We were recently awarded a three year NERC grant to study the evolution and development of reproductive modes, with common lizards as a model organism
Check back early January if you are interested - we will be advertising for a postdoc soon!
Reproductive mode evolution and reversal demonstrate the genetic toolkits of egg-laying and live-bearing
Abstract: Laying eggs or giving birth to live young are two fundamentally different ways for females to produce their offspring. All birds, crocodilians, turtles, monotreme mammals (such as duck-billed platypus), and many lizards and snakes are egg-laying, as were most dinosaurs. In contrast, all placental mammals (like humans), marsupials, and some lizards and snakes are live-bearing. From studying embryos we know that many molecular and developmental aspects of these reproductive modes arose deep within the tree of life. For example, ancient egg-making structures are still retained within mammalian placenta, and the genes activated by pregnancy in lizards are the same as those activated by pregnancy in mammals and seahorses. Yet, clearly, substantial reproductive differences evolved between species; though it is not known how or why because the core genetic controls of these reproductive modes remain unknown. This major and obvious gap in our biological knowledge has persisted into the genomic era - where we can now study the entire DNA sequence of an organism - because we lacked an informative experimental model. Simply put, to test the genetic basis of traits that differ, the definitive experiment is to make a cross between the two different types. In the case of reproductive mode this is usual not possible, because species are too divergent to successfully breed. For example, no one can make a genetic cross of a platypus and a snake to test if the 'egg making DNA' is the same in both species.

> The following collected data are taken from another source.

Issue #65, opened 2023-01-17
Restrict file paths for FilesystemClient syscalls


robin-nitrokey:
All functions in `FilesystemClient` should make sure that the client does not escape its `dat` namespace.

https://github.com/trussed-dev/trussed/blob/9b9662d08ec4b8d653d1ba8a3aa486681cea8b33/src/store/filestore.rs#L43-L49

PR #66, opened 2023-01-19
Enforce namespace in FilesystemClient

robin-nitrokey:
This patch adds a check to FilesystemClient that makes sure that clients cannot read out files that belong to other clients or that are not in the data directory for the client.

This is a breaking change as the Error enum is extended.

Fixes https://github.com/trussed-dev/trussed/issues/65

### DIFF
--- a/CHANGELOG.md
+++ b/CHANGELOG.md
@@ -31,8 +31,11 @@ and this project adheres to [Semantic Versioning](https://semver.org/spec/v2.0.0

Our proposal seeks to shed light on the genetic basis of these fundamental reproductive traits using an exceptional species: the humbly-named 'common lizard'. Native to all of Eurasia, including the British Isles, this species harbours a secret underneath its simple brown scales: some populations are egg-laying and others are live-bearing. Like all reptiles, egg-laying is the original, or ancestral, mode. This means that many millions of years ago all common lizard females laid eggs. Then, about three million years ago, some females discarded the egg-laying tactic; no longer encircling their embryos in eggshells, the females retained their babies inside their bodies until fully developed. Why and how this happened is not known, but is presumed to be an adaptation that allowed mothers to better protect their embryos from cold and challenging environments. Amazingly, evolutionary reconstructions suggest that another million years later, some common lizards abandoned the live-bearing strategy and reversed back to egg-laying. Today we have populations with the original egg-laying strategy (mostly in the Alps), the live-bearers (across most of Eurasia), and those few that reversed back to egg-laying from live-bearing (found in the Pyrenees). Importantly, because they are closely related, individuals from all of these populations can interbreed.

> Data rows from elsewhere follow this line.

PR #68, opened 2023-01-20
Add support for multiple backends

robin-nitrokey:
This is a reduced version of https://github.com/trussed-dev/trussed/pull/41 as discussed today.  The main difference is that the service endpoints cannot be configured at runtime (using a syscall), but only during client creation.  This makes the interface much simpler.  I did not convert the backend ID to an integer as originally planned because there is only one remaining struct that uses the backend ID, `ServiceEndpoint`.

Based on https://github.com/trussed-dev/trussed/pull/67

### DIFF
--- a/src/backend.rs
+++ b/src/backend.rs
@@ -11,7 +11,7 @@ use crate::{
     error::Error,
     platform::Platform,
     service::ServiceResources,
-    types::{ClientContext, Empty},
+    types::{Context, CoreContext, Empty, NoData},
 };
 
 /// The ID of a backend.
@@ -25,14 +25,21 @@ pub enum BackendId<I> {
 
 /// A custom backend that can override the core request implementations.
 pub trait Backend<P: Platform> {
+    /// The context for requests handled by this backend.
+    type Context: Default;
+
     /// Executes a request using this backend or returns [`Error::RequestNotAvailable`][] if it is
     /// not supported by this backend.
     fn request(
         &mut self,
-        client_ctx: &mut ClientContext,
+        core_ctx: &mut CoreContext,
+        backend_ctx: &mut Self::Context,
         request: &Request,
         resources: &mut ServiceResources<P>,
-    ) -> Result<Reply, Error>;
+    ) -> Result<Reply, Error> {
+        let _ = (core_ctx, backend_ctx, request, resources);
+        Err(Error::RequestNotAvailable)
+    }
 }
 
 /// Dispatches requests to custom backends.
@@ -44,13 +51,15 @@ pub trait Backend<P: Platform> {
 pub trait Dispatch<P: Platform> {
     /// The ID type for the custom backends used by this dispatch implementation.
     type BackendId: 'static;
+    /// The context type used by this dispatch.
+    type Context: Default;
 
     /// Executes a request using a backend or returns [`Error::RequestNotAvailable`][] if it is not
     /// supported by the backend.
     fn request(
         &mut self,
         backend: &Self::BackendId,
-        ctx: &mut ClientContext,
+        ctx: &mut Context<Self::Context>,
         request: &Request,
         resources: &mut ServiceResources<P>,
     ) -> Result<Reply, Error> {
@@ -65,4 +74,5 @@ pub struct CoreOnly;
 
 impl<P: Platform> Dispatch<P> for CoreOnly {
     type BackendId = Empty;
+    type Context = NoData;
 }
--- a/src/backend.rs
+++ b/src/backend.rs
@@ -1,0 +1,68 @@
+//! Custom backends that can override core request implementations.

To test long-standing ideas about the genetic basis of fundamental reproductive traits, we plan to do controlled functional studies of the different types found within these lizards and make experimental crosses between them. By comparing the two lineages of egg-laying lizards we will be able to identify the genes necessary for egg-laying. This is due to the fact that the core genes should be found in the genomes of both and, if they are shared, these genes should be expressed in similar places and times. Then, using all the information we gain about how and where genes are active, we will use computational approaches to retrace the evolution of 'egg-laying' and 'live-bearing' genes across the history of the entire species. This will reveal how changes in a species' DNA give rise to changes in reproductive mode. Because of the ancient origins and sharing of reproductive genes across species, the lessons learned from these lizards will provide new and valuable insights into the biology, reproductive health, and evolution of all vertebrates.